*** SOURCE DATA Section Begins ***

PR #444, opened 2018-07-21
Enable Dynamic API Ids processing using config and environments table 

suryajak:
### Description of the Change

Enable Dynamic API Ids processing using config and environments table. 

### Benefits

This extends the functionality of dynamic API Ids where Jazz Admins don't have to be constrained to the config values. Updates to API Ids for specific domain and/service can be made (addition or removal) without affecting existing API's as values will be preserved for each environment.

### Possible Drawbacks

None


builds/jazz-build-module/environment-deployment-metadata-loader.groovy
```diff
@@ -67,6 +67,29 @@ def getEnvironmentLogicalId() {
 	return g_environment_logical_id
 }
 
+def getEnvironmentInfo() {
+	if (g_service_config['domain'] != "jazz") {
+		def API_ENVIRONMENT_QUERY_URL = "${g_environment_api}?service=${g_service_config['service']}&domain=${g_service_config['domain']}"
+		def getEnvironments = sh(script: "curl -H \"Content-type: application/json\" -H \"Authorization:\"$g_login_token -X GET \"${g_environment_api}?service=${g_service_config['service']}&domain=${g_service_config['domain']}\" ", returnStdout: true).trim()
```
SiniWilson: We can use API_ENVIRONMENT_QUERY_URL

suryajak: Fixed it. It was copy paste code from another place which had similar issue, so fixed it there too.

PR #456, opened 2018-07-26
:bug: Fixing stack issue

SiniWilson:
### Requirements

### DIFF
--- a/core/jazz_usermanagement/config/dev-config.json
+++ b/core/jazz_usermanagement/config/dev-config.json
@@ -1,23 +1,29 @@
 {
-  "USER_POOL_ID":"{user_pool_id}",
+  "USER_POOL_ID": "{user_pool_id}",
   "REGION": "{region}",
   "USER_CLIENT_ID": "{user_client_id}",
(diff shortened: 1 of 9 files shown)


core/jazz_usermanagement/config/dev-config.json
```diff
@@ -1,23 +1,29 @@
...
+    "userpassword",
+    "usercode"
+  ],
   "SCM_TYPE": "{scm_type}",
-  "SCM_CONFIG" : {
-    "bitbucket" : {
-      "HOSTNAME": "{bb_service_host}",
+  "SCM_CONFIG": {
+    "bitbucket": {
+      "BASE_URL": "{base-url}",
```
suryajak: maybe call the replacement key as `scm_base_url`

suryajak: The key name was correct earlier as the value is a HOSTNAME and not a URL

SiniWilson: Done

PR #477, opened 2018-08-02
Support SQS as a trigger for functions

SiniWilson:
### Requirements

### DIFF
--- a/builds/jazz-build-module/aws-lambda-events-module.groovy
+++ b/builds/jazz-build-module/aws-lambda-events-module.groovy
@@ -25,14 +25,14 @@ def checkSQSAndAddLambdaTrigger(queueName, lambdaARN) {
 }
 
 def addLambdaTriggerToSqsQueue(isExists, queue_name, lambdaARN){
-    if(isExists){
-      def isDefined = listEventSourceMapping(queue_name, lambdaARN)
-      if(!isDefined){
-        createEventSourceMapping(queue_name, lambdaARN)
-      }
-    }else{
-      createSqsQueue(queue_name, lambdaARN)
+  if(isExists){
+    def isDefined = listEventSourceMapping(queue_name, lambdaARN)
+    if(!isDefined){
+      createEventSourceMapping(queue_name, lambdaARN)
     }
+  }else{
+    createSqsQueue(queue_name, lambdaARN)
+  }
 }
 
 def createSqsQueue(queue_name, lambdaARN){
--- a/builds/jazz-build-module/aws-lambda-events-module.groovy
+++ b/builds/jazz-build-module/aws-lambda-events-module.groovy
@@ -8,6 +8,7 @@ import groovy.transform.Field
 */
 
 @Field def config_loader
+@Field def queue_visibility_timeout = 165
 
 def initialize(configLoader){
   config_loader = configLoader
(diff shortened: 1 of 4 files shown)


builds/jenkins-build-pack-lambda/Jenkinsfile
```diff
@@ -299,6 +305,9 @@ def addEvents(def isScheduleEnabled, def isEc2EventEnabled, def isS3EventEnabled
 	if (!isS3EventEnabled) {
 		sedCommand = sedCommand + "; /#Start:isS3EventEnabled/,/#End:isS3EventEnabled/d"
 	}
+  if (!isSQSEventEnabled) {
+		sedCommand = sedCommand + "; /#Start:isSQSEventEnabled/,/#End:isSQSEventEnabled/d"
```
svidhani: shouldn't you have this in updateServerlessSQSEvent as well

builds/jazz-build-module/aws-lambda-events-module.groovy
```diff
@@ -0,0 +1,87 @@
...
+    sh "aws sqs get-queue-url --queue-name $queueName --profile cloud-api --output json"
+    echo "Queue exists and have access"
+    addLambdaTriggerToSqsQueue(true, queueName, lambdaARN)
+  } catch (ex) {
+    addLambdaTriggerToSqsQueue(false, queueName, lambdaARN)
+  }
+}
+
+def addLambdaTriggerToSqsQueue(isExists, queue_name, lambdaARN){
+    if(isExists){
```
svidhani: indentation here and other places

builds/jazz-build-module/aws-lambda-events-module.groovy
```diff
@@ -0,0 +1,87 @@
...
+        createEventSourceMapping(queue_name, lambdaARN)
+      }
+    }else{
+      createSqsQueue(queue_name, lambdaARN)
+    }
+}
+
+def createSqsQueue(queue_name, lambdaARN){
+  try{
+    sh "aws sqs create-queue --queue-name ${queue_name} --attributes '{\"VisibilityTimeout\": \"165\"}' --profile cloud-api --output json"
```
svidhani: why are you providing the timeout here?

SiniWilson: I am able to get the multiple lambda trigger working. Also the for the above question, by default the timeout period is 30. To increase that timeout period we have to provide the timeout period explicitly

builds/jazz-build-module/aws-lambda-events-module.groovy
SiniWilson: done

builds/jazz-build-module/aws-lambda-events-module.groovy
svidhani: but how did you come up with that number. @devsatishm are we providing a visibility timeout?

SiniWilson:
@svidhani  @devsatishm @suryajak  If we proceed with default timeout  of 30s we will get an error like 
**com.amazonaws.services.lambda.model.InvalidParameterValueException: Queue visibility timeout: 30 seconds is less than Function timeout: 160 seconds** . That is the reason I gave 165s as queue visibbility timeout.

builds/jazz-build-module/aws-lambda-events-module.groovy
```diff
@@ -8,12 +8,73 @@ import groovy.transform.Field
...
 
 def initialize(configLoader){
   config_loader = configLoader
 }
 
+def checkSQSAndAddLambdaTrigger(queueName, lambdaARN) {
+  try {
+    sh "aws sqs get-queue-url --queue-name $queueName --profile cloud-api --output json"
+    echo "Queue exists and have access"
+    addLambdaTriggerToSqsQueue(true, queueName, lambdaARN)
```
deepusundar: This is actually a tricky flow logic and can go wrong.  Since the flow logic is relied on an exception and it can happen for various reasons.  Best way would be,  parse the response and validate the proceed next.  Also for catch logic,  see if it failed for correct reason, validate the error message (since flow here proceeds to create an SQS queue

PR #489, opened 2018-08-08
[WIP] [apigee plug-in] Jenkins pipeline modifications to support apigee integration

michmerr:
### Description of the Change

Adds conditional support for the use of Apigee as an API gateway as an alternative to the AWS API Gateway. Specifically, these changes add the Jenkins pipeline code to create and delete services that use the Apigee API proxy. These require inputs from related UI modifications to define which API Gateway should be used.

The conditional logic is in the existing Jazz code, while most of the Apigee-specific code is in the apigee-module.groovy under jazz-build-module. Supporting files, including templates used in the proxy generation process are organized under the jazz-build-module/apigee directory.

### Benefits

Supports the feature that allow users to deploy services that use an Apigee API proxy.

### Possible Drawbacks

Additional configuration requirements.

### Applicable Issues

Existing deployments may require an update to indicate to which platform they are deployed.


devsatishm:
Changes are merged into new branch: apigee-extension [PR: https://github.com/tmobile/jazz/pull/490]

This PR can be closed now.

PR #493, opened 2018-08-09
Update delete service unit test configurations

hks93:


core/jazz_delete-serverless-service/components/config.js
```diff
@@ -27,26 +27,26 @@ const path = require('path');
...
       stage = 'prod';
-    }  
-  } 
+    }
+  }
 
   if (stage) {
-    var configFile = path.join(__dirname, `../config/${stage}-config.json`);
-
+    var core_config = ['dev','stg','prod'];
```
svidhani: why are you making this change?

hks93: The test cases for this story are designed on a high-level and not on a functional level.
All test cases call index.handler with  respective changes in the output 
the index file exports only one function ie) handler 
it is only possible to send 3 parameters to this function without modifying the index.js file 
since config is called from within the index file 
The values for invalidTest_config.json and validTest_config.json cannot be passed from outside 

The previous approach followed was that this file was loaded directly from config folder from the config.js file 
I have moved the test config files to test folder and added a condition in the config.js file  to fetch them from test-folder in case stage is not [dev,stg, prod] 

If these files have to be loaded from the test.js file itself 
the index should be refactorized 
And unit test cases should be rewritten - for this  the story has to be reestimated 

(Please suggest any other method if available )

suryajak:
I don't see the point of this PR unless we rewire the unit tests to address the actual issue.

PR #508, opened 2018-08-16
Fixing ui build issue with webhook

SiniWilson:
### Requirements

Jazz UI doesn't build when changes are pushed


core/jazz_environment-event-handler/index.js
```diff
@@ -491,29 +499,42 @@ function getServiceDetails(eventPayload, configData, authToken) {
...
 }
 
 var triggerBuildJob = function (result, payload, configData) {
   return new Promise((resolve, reject) => {
-    var output = JSON.parse(result);
-    if (!output.data && !output.data.services && output.data.services.length > 0) {
-      logger.error("Service details not found in service catalog: " + JSON.stringify(output));
-      var error = handleError(failureCodes.PR_ERROR_5.code, failureCodes.PR_ERROR_5.message);
-      return reject(error);
+    var output
```
suryajak: missing semi-colon here and other places between 518 - 525

core/jazz_environment-event-handler/index.js
```diff
@@ -263,18 +263,22 @@ var processEventInitialCommit = function (environmentPayload, configData, authTo
...
-          logger.error(`Error creating ${env} environment in catalog: ${JSON.stringify(response)}`);
-          return reject({
-            "error": `Error creating ${env} environment for ${environmentPayload.domain} "_" ${environmentPayload.service} in catalog`,
-            "details": response.body.message
-          });
-        }
-      });
+      if (environmentPayload.service === 'ui' && environmentPayload.domain === 'jazz') {
+        resolve();
+      } else {
```
suryajak: To avoid nested if else loops, I would just say `return resolve();`  and then remove the else altogether.

core/jazz_environment-event-handler/index.js
SiniWilson: done

core/jazz_environment-event-handler/index.js
SiniWilson: done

*** SOURCE DATA Section Ends ***

PROBLEM STATEMENT
From the records above, pull every line that has the string "only" and copy it.

FINISHED EXERCISE
the index file exports only one function ie) handler 
it is only possible to send 3 parameters to this function without modifying the index.js file 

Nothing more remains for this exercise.